The idea of finding the closest point within an angle range can also be used to solve the Euclidean MST problem, but the O(N log N) running time is no longer guaranteed in the worst cases, because the distance is no longer a linear equation. It is actually possible to compute the Euclidean MST in O(N log N) time, because it is a subset of the Delaunay triangulation.
Sample problems
BoxUnion
This is the union of area of rectangles problem above. In this instance there are at most three rectangles which makes simpler solutions feasible, but you can still use this to practice.
CultureGrowth
While written in a misleading fashion, the task is just to compute the area of the convex hull of a set of points.
PowerSupply
For each power line orientation, sweep the power line in the perpendicular direction. Consumers are added D units ahead of the sweep and dropped D units behind the sweep. In fact, the low constraints mean that the connected set can be computed from scratch for each event.
ConvexPolygons
The events of interest are the vertices of the two polygons, and the intersection points of their edges. Between consecutive events, the section cut by the sweep line varies linearly. Thus, we can sample the cut area at the mid-point X value of each of these regions to get the average for the whole region. Sampling at these mid-points also eliminates a lot of special-case handling, because the sweep line is guaranteed not to pass anywhere near a vertex.

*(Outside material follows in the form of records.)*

PR #7930, opened 2024-08-06
Update fabric-gateway-controller

RomanZavodskikh:
+ Use time.UnixMilli() to set unversioned ControllerRevision name
+ Apply new RBAC so fabric-gateway-controller has permissions to operate with ControllerRevisions


RomanZavodskikh:
:+1:

MustafaSaber:
👍

PR #7938, opened 2024-08-08
Update RBAC to correspond to fabric-gateway-controller code

RomanZavodskikh:
Just a small change for fabric-gateway-controller not to fail because of lack of permissions.


RomanZavodskikh:
:+1:

MustafaSaber:
👍

PR #7959, opened 2024-08-20
[TEST] use AMI with containerd 1.7

demonCoder95:
## DO NOT MERGE

Creating this PR with an experimental AMI to test the version bump to the containerd runtime `1.6.32` -> `1.7.20`. Will only use this PR to run e2e tests for now.

Reference: https://github.bus.zalan.do/teapot/kubernetes-on-ubuntu/pull/369


demonCoder95:
We didn't rollout the `v1.30.3` after updating the AMI, so this change is rolling that out as well and running into issues. Will work on resolving those.

demonCoder95:
Going to test a previous version of the AMI just to verify that the issues are not related to this change, and already existed in the AMI. We never discovered them as we never rolled it out.

demonCoder95:
Seems like the rollback worked and e2e is green for the AMI! I'm going to close this PR now.

PR #9472, opened 2025-05-26
FlinkDeployment: add flink-operator

fymo:
Adding Flink Operator controller to support FlinkDeployment


cluster/manifests/flinkdeployment/deployment.yaml
```diff
@@ -0,0 +1,202 @@
+{{ if eq .Cluster.ConfigItems.flink_operator_enabled "true" }}
```
linki, line 1: Please add this condition to all other resources, so that it becomes a "no-op" when disabled.

linki: Please also add all the guarded resources to https://github.com/zalando-incubator/kubernetes-on-aws/blob/dev/cluster/manifests/deletions.yaml. This way it's possible to turn it off after it was turned on (in case that's necessary).

cluster/manifests/flinkdeployment/deployment.yaml
```diff
@@ -0,0 +1,202 @@
...
+---
+# Source: flink-kubernetes-operator/templates/flink-operator.yaml
+apiVersion: v1
+kind: ConfigMap
+metadata:
+  name: flink-operator-config
+  namespace: kube-system
```
linki: I wonder if it should rather be in its own namespace.

cluster/manifests/flinkdeployment/rbac.yaml
```diff
@@ -0,0 +1,184 @@
...
+    application: kubernetes
+    component: flink-operator
+roleRef:
+  kind: Role
+  name: flink
+  apiGroup: rbac.authorization.k8s.io
+subjects:
+  - kind: ServiceAccount
+    name: flink
+    namespace: kube-system
```
linki, line 183: namespace should be removed for non-cluster-wide role bindings.

fymo: If I understood correctly, you mean removing namespace from ClusterRole and ClusterRoleBinding, right?

mikkeloscar:
Closing as we discussed internally to roll out via CDP for now

PR #9480, opened 2025-05-30
Enable  skipper-ingress aws role for reading opa bundles by default

adetunjiakintundeakinde:
Enable  skipper-ingress aws role for reading opa bundles by default


szuecs:
:+1:

MustafaSaber:
👍

mikkeloscar:
This breaks our pet clusters as we now need to define a valid bucket arn.

Why is the role enabled if OPA is not?

PR #9494, opened 2025-06-03
Enable and allow to configure feature gate for image volumes

linki:
Image Volumes is a feature that allows to mount container images as volumes: https://kubernetes.io/docs/tasks/configure-pod-container/image-volumes/


linki:
👍

katyanna:
👍

PR #9508, opened 2025-06-04
Set increased WIZ Priority as default 

zaklawrencea:
The initial rollout of WIZ is now complete and there are no longer any Pending WIZ Pods in our environment. This PR changes the default WIZ priority to `system-node-critical`, which is inline with the rest of our core DaemonSet pods.


zaklawrencea:
:+1:

katyanna:
👍

PR #9521, opened 2025-06-05
Remove legacy cadvisor and related config-items

mikkeloscar:
This removes the legacy cadvisor container from the node-monitor daemonset and related resources. Also removes the cadvisor config-items.

This is done as no cluster depend on it anymore and instead rely on the metrics from kubelet.


mikkeloscar:
:+1:

katyanna:
👍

Unlike the solution proposed in the match editorial, the only geometric tool required is line-line intersection.
Conclusion
Like dynamic programming, the sweep line is an extremely powerful tool in an algorithm competitor’s toolkit because it is not simply an algorithm: it is an algorithm pattern that can be tailored to solve a wide variety of problems, including other textbooks problems that I have not discussed here (Delaunay triangulations, for example), but also novel problems that may have been created specifically for a contest. In Topcoder the small constraints often mean that one can take shortcuts (such as processing each event from scratch rather than incrementally, and in arbitrary order), but the concept of the sweep line is still useful in finding a solution.
References
A. M. Andrew. 1979. Another efficient algorithm for convex hulls in two dimensions. Information Processing Letters 9(5) pp 216-219.
R. L. Graham. 1972. An efficient algorithm for determining the convex hull of a finite planar set. Information Processing Letters 1(4) pp 132-133.
Leonidas J. Guibas and Jorge Stolfi. 1983. On computing all north-east nearest neighbors in the L1 metric. Information Processing Letters 17(4) pp 219-223.